= Haynes Gibbes Alleyne =

Physician and zoologist

Haynes Gibbes Alleyne (born Saint James, Barbados 14 October 1813, died Sydney, 9 September 1882) was a medical doctor and zoologist who practised in Australia and who is well known for his studies on the fishes of Australia.

Alleyne was born on 14 October 1813 in Saint James on Barbados, his father was John Gay Alleyne, a plantation owner, and his mother was Johanna Bishop, a granddaughter of General Fitzroy Maclean.

Alleyne is known to have studied medicine at the University of Edinburgh but he left there for New South Wales, arriving in April 1839. He seems to have taken part in a cattle farming venture with a cousin but this failed and after he was declared insolvent in 1844 he then left Australia. He was originally headed for the Marquesas but changed his mind and disembarked in New Zealand where he took up a military commission and fought in the Hone Heke War. In this conflict he distinguished himself for both gallantry and medical skill. He returned to Edinburgh where he completed his medical degree in 1846.

After this he returned to Australia, where he was registered as a medical practitioner in Sydney on 3 July 1848. In May 1848 he was appointed coroner in Liverpool, New South Wales and in 1852 he became the health officer for Port Jackson. In 1852 it was noted that Alleyne had used chloroform at the Sydney Infirmary in a successful amputation of the left leg of a girl with "strumous disease". He also played an important part in the suppression of outbreaks of smallpox in Port Jackson in 1876 and 1881.

In addition to his duties as a government health officer he took up other roles. Alleyne was an honorary physician for the Sydney Infirmary in 1855–73 and then was made honorary consulting physician in 1875. He served a member of the New South Wales Medical Board from 1854–82, becoming its president in 1877. He also served on the Immigration Board from 1852 and was its chairman in 1879–80. In addition he was president of the NSW Pharmacy Board from 1877 to 1881. Alleyne was active in the health and cultural life of Sydney in a number of other ways being an honorary member of the Government Benevolent Asylums Board for the Infirm and Destitute in 1862–76, the Board of Visitors to Lunatic Asylums from 1876 and a trustee of the Australian Museum from 1880. He was also an examiner in medicine at the University of Sydney in 1867. In 1876 was appointed medical adviser to the government of New South Wales.

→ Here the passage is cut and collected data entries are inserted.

PR #826, opened 2022-03-11
feat: allow overriding volume_type and throughput

mweibel:
- Upgrades windows to gp3 volume type (default, can be configured) and accordingly specify the throughput. 
- Allows to specify builder_instance_type as variable

### DIFF
--- a/images/capi/packer/ami/packer-windows.json
+++ b/images/capi/packer/ami/packer-windows.json
@@ -20,7 +20,8 @@
           "delete_on_termination": true,
           "device_name": "{{ user `root_device_name` }}",
           "volume_size": "{{ user `volume_size` }}",
-          "volume_type": "gp2"
+          "volume_type": "{{ user `volume_type` }}",
+          "throughput": "{{ user `throughput` }}"
         }
       ],
       "name": "{{user `build_name`}}",
@@ -187,6 +188,8 @@
     "subnet_id": "",
     "temporary_security_group_source_cidrs": "",
     "volume_size": "40",
+    "volume_type": "gp2",
+    "throughput": "",
     "vpc_id": "",
     "windows_service_manager": null,
     "windows_updates_kbs": null,
--- a/images/capi/packer/ami/packer-windows.json
+++ b/images/capi/packer/ami/packer-windows.json
@@ -13,15 +13,15 @@
       "disable_stop_instance": true,
       "encrypt_boot": "{{user `encrypted`}}",
       "iam_instance_profile": "{{user `iam_instance_profile`}}",
-      "instance_type": "t3.large",
+      "instance_type": "{{user `builder_instance_type`}}",
       "kms_key_id": "{{user `kms_key_id`}}",
       "launch_block_device_mappings": [
         {
           "delete_on_termination": true,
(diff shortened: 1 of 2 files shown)


images/capi/packer/ami/packer-windows.json
```diff
@@ -13,14 +13,15 @@
...
-      "instance_type": "t3.large",
+      "instance_type": "{{user `instance_type`}}",
       "kms_key_id": "{{user `kms_key_id`}}",
       "launch_block_device_mappings": [
         {
           "delete_on_termination": true,
           "device_name": "{{ user `root_device_name` }}",
           "volume_size": "{{ user `volume_size` }}",
-          "volume_type": "gp2"
+          "volume_type": "{{ user `volume_type` }}",
```
codenrhoden, line 23: this is one that is not parameterized on Linux:
https://github.com/kubernetes-sigs/image-builder/blob/7b6c9f93f45dcf28559130fb068aade0e44d5447/images/capi/packer/ami/packer.json#L22

I feel like something was there that made it required to be `gp3`, but now I can't remember... If that can be consistent with Linux (e.g. make it a variable in Linux too), that would be the ideal outcome.

images/capi/packer/ami/packer-windows.json
```diff
@@ -13,14 +13,15 @@
       "disable_stop_instance": true,
       "encrypt_boot": "{{user `encrypted`}}",
       "iam_instance_profile": "{{user `iam_instance_profile`}}",
-      "instance_type": "t3.large",
+      "instance_type": "{{user `instance_type`}}",
```
codenrhoden, line 16: could we make this `instance_builder_type` to match the Linux builds? `https://github.com/kubernetes-sigs/image-builder/blob/7b6c9f93f45dcf28559130fb068aade0e44d5447/images/capi/packer/ami/packer.json#L13

codenrhoden (changes requested):
Hi @mweibel, thanks for the enhancements here!

It looks like all the changes are to improve the Windows OS builder. There are a couple of things here that have equivalent abilities in the Linux builder, and I'd mostly like to see them be consistent with each other.

/ok-to-test

images/capi/packer/ami/packer-windows.json
mweibel: done :+1:

images/capi/packer/ami/packer-windows.json
mweibel: done :+1: I also switched the default on windows to `gp3` to keep that consistent across the operating systems (switching to gp3 was actually the reason for this PR ;)). Hope this is fine.

mweibel:
I changed the requested things. The change for gp2 to gp3 for windows is something which could result in higher costs when building the image, I believe. Does that need to be pointed out in some way specifically?

mweibel:
/sig windows

is that too, I believe :)

codenrhoden (approved):
Thanks for making the requested changes!

> I changed the requested things. The change for gp2 to gp3 for windows is something which could result in higher costs when building the image, I believe. Does that need to be pointed out in some way specifically?

It's not something we've done before... But I will be sure to point it out the next set of release notes.

/approve

PR #827, opened 2022-03-14
Make Flatcar build process more generic

johananl:

This PR modifies the Flatcar build process to make it as generic as possible and removes "special", Flatcar-specific cases. Following this change set Flatcar no longer uses its own set of GOSS validations but rather uses the same set as the other distros.

Summary of changes:

- Make GOSS validations execute for Flatcar.
- Ensure GOSS validations pass for Flatcar.

**Additional context**

To test this PR I executed `PACKER_VAR_FILES=/tmp/packer-vars-aws.json FLATCAR_VERSION=3033.2.2 make build-ami-flatcar` with the following `packer-vars-aws.json` file:

```json
{
    "kubernetes_deb_version": "1.20.10-00",
    "kubernetes_rpm_version": "1.20.10-0",
    "kubernetes_semver": "v1.20.10",
    "kubernetes_series": null,
    "goss_inspect_mode": "false",
    "ami_regions": "eu-central-1",
    "aws_region": "eu-central-1"
}
```

### DIFF
--- a/images/capi/ansible/roles/setup/tasks/flatcar.yml
+++ b/images/capi/ansible/roles/setup/tasks/flatcar.yml
@@ -57,3 +57,8 @@
     owner: root
     group: root
     mode: "0755"
+
+- name: Enable systemd-timesyncd unit
+  systemd:
+    enabled: yes
+    name: systemd-timesyncd.service
--- a/images/capi/packer/ami/flatcar.json
+++ b/images/capi/packer/ami/flatcar.json
@@ -4,7 +4,6 @@
   "ansible_extra_vars": "ansible_python_interpreter=/opt/bin/python",
   "build_name": "flatcar-{{env `FLATCAR_CHANNEL`}}",
   "crictl_source_type": "http",
-  "goss_entry_file": "goss/goss-flatcar.yaml",
   "kubernetes_cni_source_type": "http",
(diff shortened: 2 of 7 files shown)


jepio (approved):
LGTM

johananl:
The CI is failing because of a pip error which seems to be solvable by upgrading pip according to the error message. The strange thing is - I'm not getting this error when running the build process from my laptop against Azure. Maybe the difference is because the CI is using a different Python package mirror than I am?

jsturtevant:
> The CI is failing because of a pip error which seems to be solvable by upgrading pip according to the error message. The strange thing is - I'm not getting this error when running the build process from my laptop against Azure. Maybe the difference is because the CI is using a different Python package mirror than I am?

flake is tracked here: https://github.com/kubernetes-sigs/image-builder/issues/766

/retest
/lgtm

/assign @codenrhoden @kkeshavamurthy

jsturtevant:
That was a flake in packer itself when cleanup the vms.  The VHD build process passed.
/retest

johananl:
Great, CI is green now. Thanks @jsturtevant!

codenrhoden:
I love that some of the Flatcar specific logic is no longer needed. Nice work!

/test pull-ova-all

PR #829, opened 2022-03-14
Fix QEMU Flatcar build

### LINKED ISSUE #828: QEMU Flatcar build is broken

The QEMU Flatcar build is broken.

To reproduce, run the following:

```
cd images/capi
FLATCAR_VERSION=3033.2.2 make build-qemu-flatcar
```

Output:

```
flatcar: output will be in this color.

==> flatcar: Retrieving ISO
==> flatcar: Trying https://stable.release.flatcar-linux.net/amd64-usr/3033.2.2/flatcar_production_iso_image.iso
==> flatcar: Trying https://stable.release.flatcar-linux.net/amd64-usr/3033.2.2/flatcar_production_iso_image.iso?checksum=md5%3Abd514676b122fed3231192d79ee93e0e
==> flatcar: https://stable.release.flatcar-linux.net/amd64-usr/3033.2.2/flatcar_production_iso_image.iso?checksum=md5%3Abd514676b122fed3231192d79ee93e0e => /home/jliebermann/microsoft/cluster-api/image-builder/images/capi/packer_cache/125fcbf7de539e2b5e51edb9618e2cd751d8c9c3.iso
==> flatcar: Error finding "./packer/qemu/linux/flatcar/http/": stat ./packer/qemu/linux/flatcar/http/: no such file or directory
==> flatcar: Deleting output directory...
Build 'flatcar' errored after 438 milliseconds 147 microseconds: Error finding "./packer/qemu/linux/flatcar/http/": stat ./packer/qemu/linux/flatcar/http/: no such file or directory

==> Wait completed after 438 milliseconds 190 microseconds

==> Some builds didn't complete successfully and had errors:
--> flatcar: Error finding "./packer/qemu/linux/flatcar/http/": stat ./packer/qemu/linux/flatcar/http/: no such file or directory

==> Builds finished but no artifacts were created.
make: *** [Makefile:414: build-qemu-flatcar] Error 1
```

I expected the build to work.

None

/kind bug
 
/assign

johananl:

The Flatcar QEMU build is currently broken. This PR makes the build pass.

TODOs:

- [x] Remove temporary commits
- [x] Squash commits

Which issue(s) this PR fixes (optional, in fixes #<issue number>(, fixes #<issue_number>, ...) format, will close the issue(s) when PR gets merged): Fixes #828

**Additional context**

To test this PR, run the following:

```
cd images/capi
FLATCAR_VERSION=3033.2.2 make build-qemu-flatcar
```


johananl:
Strange. Installing `azure-cli` is [failing](https://storage.googleapis.com/kubernetes-jenkins/pr-logs/pull/kubernetes-sigs_image-builder/829/pull-azure-vhds/1503737531273842688/artifacts/azure-vhds/ubuntu-1804.log) but locally things seem to work.

codenrhoden (commented):
It's been a while since I looked at the `qemu` folder in here, and poking around, I see what you are looking to accomplish, and I have some alternative suggestions (depends on how much you are willing to refactor).

At first when I looked and saw the removal of the HTTP stuff, I though "well that will break all the other builders that are expecting a kickstart/preseed file"... However, then I noticed that this was in a builder specifically for flatcar. So, I wonder two things

- Why does Flatcar have a separate builder?
- Does Flatcar use a preseed file?

It looks pretty clear that Flatcar does not need a preseed file. That will be useful in a bit...

Going line by line through the two builders, it looks like the only difference between the two builders is the flatcar builder literally just adds `"name": "flatcar"`. However, all builders should have `"name" defined, and it should be set to `{{user `build_name`}}`, which is defined in the individual <OS>.json file. So that's the first thing I would change/add, and that will eliminate the needed for defining a second builder (and the post-processor and provisioner logic that says "only flatcar" will still work). A couple of examples:
[AWS](https://github.com/kubernetes-sigs/image-builder/blob/e1ccea7bdd8a9834d2833c7c4ced2a05c4036ced/images/capi/packer/ami/packer.json#L25)
[Azure](https://github.com/kubernetes-sigs/image-builder/blob/e1ccea7bdd8a9834d2833c7c4ced2a05c4036ced/images/capi/packer/azure/packer.json#L23)

From there, I would still leave

```
      "boot_command": [
        "{{user `boot_command_prefix`}}",
        "http://{{ .HTTPIP }}:{{ .HTTPPort }}",
      ],
```

in place, except that it needs to be changed to:

```
    {
      "boot_command": [
        "{{user `boot_command_prefix`}}",
        "{{user `boot_media_path`}}",
      ],
```

That way `boot_media_path` can be set for those OS's that need it.

Flatcar can set both `boot_media_path` and `boot_command_suffix` to `""` and they will be empty, getting the result you want.

What's weird to me is that I see `boot_media_path` defined in both `qemu-centos-7.json` and `qemu-rockylinux-8.json`, but they are both unused because that var isn't referenced in packer.json. I think there was a good bit of copy/paste happening here. The `ova` folder has [a good reference](https://github.com/kubernetes-sigs/image-builder/blob/e1ccea7bdd8a9834d2833c7c4ced2a05c4036ced/images/capi/packer/ova/packer-node.json#L125-L129) of how this can be used, which shows that some OS's pull a preseed/kickstart [from an HTTP endpoint](https://github.com/kubernetes-sigs/image-builder/blob/e1ccea7bdd8a9834d2833c7c4ced2a05c4036ced/images/capi/packer/ova/photon-3.json#L2-L4), others from [a mounted floppy disk](https://github.com/kubernetes-sigs/image-builder/blob/e1ccea7bdd8a9834d2833c7c4ced2a05c4036ced/images/capi/packer/ova/ubuntu-2004.json#L2-L5). And in your case (Flatcar+QEMU) you don't need to pull one at all, so both media path and the suffix can be empty, and you can set `boot_command_prefix` to the way that you are current proposing to set `boot_command`.

this will make all the builders look the same, and also make this qemu folder be structures more like AWS, Azure, and OVA.

I knot that's a lot of text, but the changes are pretty straightforward. If they don't make sense, let me know and I will make a PR that changes the `qemu` folder to bring it in line with the other providers first, and then you can rebase your PR on top of those changes to make your fixes.

Thanks for looking at this @johananl !

johananl:
Superb feedback @codenrhoden. Thanks!

Your suggestion regarding `boot_command` makes a lot of sense to me.

AFAICT the motivation for the separate Flatcar builder is being able to run provisioners and post-processors only for Flatcar builds, and whether we still need *that* I'm not sure. I think there is a good chance this divergence from the generic build process has historical reasons which may well be no longer relevant.

Removing the dedicated build makes a lot of sense to me as it continues what we've started in https://github.com/kubernetes-sigs/image-builder/pull/827. I'll try to figure out if we still need "special treatment" in terms of provisioners and post-processors and will open a new PR with the relevant cleanups.

codenrhoden:
> Superb feedback @codenrhoden. Thanks!

Glad it was well received!

> AFAICT the motivation for the separate Flatcar builder is being able to run provisioners and post-processors only for Flatcar builds, and whether we still need _that_ I'm not sure. I think there is a good chance this divergence from the generic build process has historical reasons which may well be no longer relevant.

I agree. And I don't have any problem with those special provisioners staying. They work by setting that `"only"` section to the `"name"` that is defined in the builder. So for "flatcar", it's literally: https://github.com/kubernetes-sigs/image-builder/blob/a09b089b1b344d75275cf741cafdbd877050f660/images/capi/packer/qemu/packer.json#L53

However, the only diff I see between builder [1](https://github.com/kubernetes-sigs/image-builder/blob/a09b089b1b344d75275cf741cafdbd877050f660/images/capi/packer/qemu/packer.json#L3-L32) and [2](https://github.com/kubernetes-sigs/image-builder/blob/a09b089b1b344d75275cf741cafdbd877050f660/images/capi/packer/qemu/packer.json#L33-L63) is that `"name": "flatcar"` line. If that's really the case, the two can be combined. Instead the remaining builder should have a line that says ```"name": "{{user `build_name`}}"```.

Then, each of the OS-specific `.json` files should have something like `"build_name": "flatcar"` or `"build_name": "ubuntu-2004"`. Does that make sense? This change can be made and the flatcar specific post-processors and provisions will still only run for flatcar.

codenrhoden:
>  This change can be made and the flatcar specific post-processors and provisions will still only run for flatcar.

Oh wait, I thought about this a bit more and I'm going to have to eat my words. I remember working on this for the OVA builder, and Packer only behaves this way when `"name"` is defined directly, not as a `{{user ...}}` variable. I remember being really disappointed about this. 

So for now I think what you have looks good. I'd just ask that you squash the commits.

johananl:
@codenrhoden following your latest comments, I looked into the duplicate builder matter again. It seems to me that we don't need it after all because in the Flatcar-specific provisioner we check the build name in the provisioner itself, which means it will be triggered for all distros when we remove the `only` directive **but won't actually execute**. As for the dedicated Vagrant post-processor, I'm not sure why we would need it for Flatcar only, i.e. if this post-processor is useful we may want to use it for all distros and if it's useless we should remove it.

So, I've removed the dedicated builder. This allowed me to greatly simplify the Makefile and in the current state of the PR we treat Flatcar as yet another distro along with the rest of the QEMU targets.

Flatcar builds fine this way. I still need to ensure I haven't broken any of the other providers and double check the Vagrant post-processor matter. Will update.

johananl:
> > I still need to ensure I haven't broken any of the other providers and double check the Vagrant post-processor matter.
> 
> I've manually built all providers except RHEL 8 which seems to be broken on `master`. I think we should be good to merge.
> 
> Regarding the CI failure, looks like we've been bitten by [ansible/ansible#77537](https://github.com/ansible/ansible/issues/77537) 😢 (which is unrelated to this change).

https://github.com/kubernetes-sigs/image-builder/pull/863 works around the issue.

johananl:
The CI failure looks like a DNS-related flake.

/test pull-azure-sigs

johananl:
>I'd just ask that you squash the commits.

Done!

Also, with #863 merged the CI issue should be fixed.

/unhold

codenrhoden:
This looks like a great set of clean ups, @johananl !

Thanks for fixing all this.

/lgtm
/approve

PR #830, opened 2022-03-14
Add Azure pipelines for FoodX

gnadaban:


gnadaban:
Mistakenly opened, please disregard.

Outside of medicine Alleyne studied ichthyology and published a monograph on the fishes of Port Jackson. He also published ichthyological papers in conjunction with William John Macleay.

Alleyne died, without marrying, on 9 September 1882 at the age of 68, having had an "apopleptic fit" while preparing to go out. He had links to the Sydney suburb of Willoughby as in 1858 he bought five portions of land with a combined area of 103 acres on the Little Sugar Loaf Peninsula, now known as Castle Cove. In the area of East Chatswood in Sydney there is a street, Alleyne Street, named after him.